Jusqu’à présent, sept parcs ont été attribués à des exploitants, mais la mise en œuvre des projets a été entravée par de nombreux recours et la France accuse un retard par rapport aux pays voisins.

Après Saint-Nazaire, la construction débute à Saint-Brieuc, sujet de friction avec les pêcheurs, Courseulles-sur-Mer et Fécamp. Des recours ont été déposés à Oléron pour retarder le projet plus au large.

“Il va falloir produire de l’éolien à terre”, a-t-il aussi exhorté, après avoir annoncé à Belfort un doublement de sa capacité non plus en 10 ans, mais en 30 ans.

“L’énergie éolienne terrestre est concentrée dans très peu de zones”, s’est-il plaint, appelant à “ouvrir le jeu” dans la zone.

Parmi les pistes de développement solaire, le chef de l’Etat a évoqué “libérer des terrains” pour installer davantage de panneaux sur les friches, citant les extrémités des autoroutes et des voies ferrées, mais aussi certaines terres agricoles avec l’agrovoltaisme.

Sur le nucléaire, “la démarche sera la même”, il faut “aller beaucoup plus vite” en “simplifiant les choses”, a insisté Emmanuel Macron.

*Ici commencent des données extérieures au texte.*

PR #2414, opened 2015-01-03
Truffle rbx integration

chrisseaton:
This is the first big push towards implementing the Rubinius primitive system. Before we were using the standard library `Struct` from Rubinius, which was pure Ruby code. Here I've pulled in `Rational` and `Time`, which is tightly integrated into the Rubinius primitive system (they're like native calls).

Doing this we've got the majority of the specs passing for both of these classes in about a day. The work we're doing here will also apply for some standard library classes which also uses these primitives.

This is quite a lot of code here, but you can skip most of the Ruby files. To help you understand what's going on, I've added one comment where Ruby code calls a primitive, and another where that's implemented in Java.

@eregon, @nirvdrum, @thomaswue please review

@headius, @enebo, if you want to keep up with what we're doing, this might be a good commit to cast an eye over, but don't feel obliged to spend your time reviewing our code


core/src/main/ruby/jruby/truffle/core/rubinius/kernel/bootstrap/time.rb
```diff
@@ -25,11 +25,10 @@
 # OF THIS SOFTWARE, EVEN IF ADVISED OF THE POSSIBILITY OF SUCH DAMAGE.
 
 class Time
-  # TODO(CS)
-  #def self.now
-  #  Rubinius.primitive :time_s_now
-  #  raise PrimitiveFailure, "Time.now primitive failed"
-  #end
+  def self.now
+    Rubinius.primitive :time_s_now
```
chrisseaton: Primitive call here. Note the unusual semantics - fall through for cases not handled.

core/src/main/java/org/jruby/truffle/nodes/rubinius/TimePrimitiveNodes.java
```diff
@@ -0,0 +1,315 @@
...
+
+        public TimeSNowPrimitiveNode(TimeSNowPrimitiveNode prev) {
+            super(prev);
+        }
+
+        @Specialization
+        public RubyTime timeSNow(RubyClass timeClass) {
+            return new RubyTime(timeClass,
+                            TimeOperations.millisecondsToSeconds(System.currentTimeMillis()),
+                            TimeOperations.millisecondsToNanoseconds(TimeOperations.millisecondsInCurrentSecond(System.currentTimeMillis())));
```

– “Nous n’avons pas investi” –

A Belfort, le chef de l’Etat a également annoncé la relance du nucléaire avec la construction de six réacteurs EPR2 d’ici 2035. Un audit publié en février évoquait l’horizon 2037 pour la première mise en service.

A l’instar des énergies renouvelables, le texte de loi permettra “d’adapter les procédures existantes en matière d’urbanisme pour favoriser le développement des premiers sites identifiés” et de lancer “le programme dès maintenant pour ne pas perdre de temps”, a-t-il ajouté. a dit.

Emmanuel Macron a également promis un meilleur “partage de la valeur” des projets renouvelables avec les collectivités et les riverains, qui s’appliquera majoritairement aux éoliennes offshore, souvent contestées.

Jean-Louis Ball, président du Syndicat pour les énergies renouvelables (SER), a salué le “discours ironique” et le “besoin de l’éolien terrestre” réaffirmé par le chef de l’Etat.

Pour Amandine Lebreton, directrice du plaidoyer à la Fondation Nature et Homme, en revanche, “il n’est pas vrai de dire que le retard est dû à des blocages locaux ou administratifs”. “Nous n’avons pas investi”, dit-elle.

Devant le chef de l’Etat, Jean-Christophe Gavalle, président de France Nature Environnement, a mis en garde contre des consultations publiques trop limitées, qui seraient totalement “contre-productives” selon lui. “On va finir par radicaliser les positions”, avec le risque de réactions “plus violentes”, a-t-il prévenu.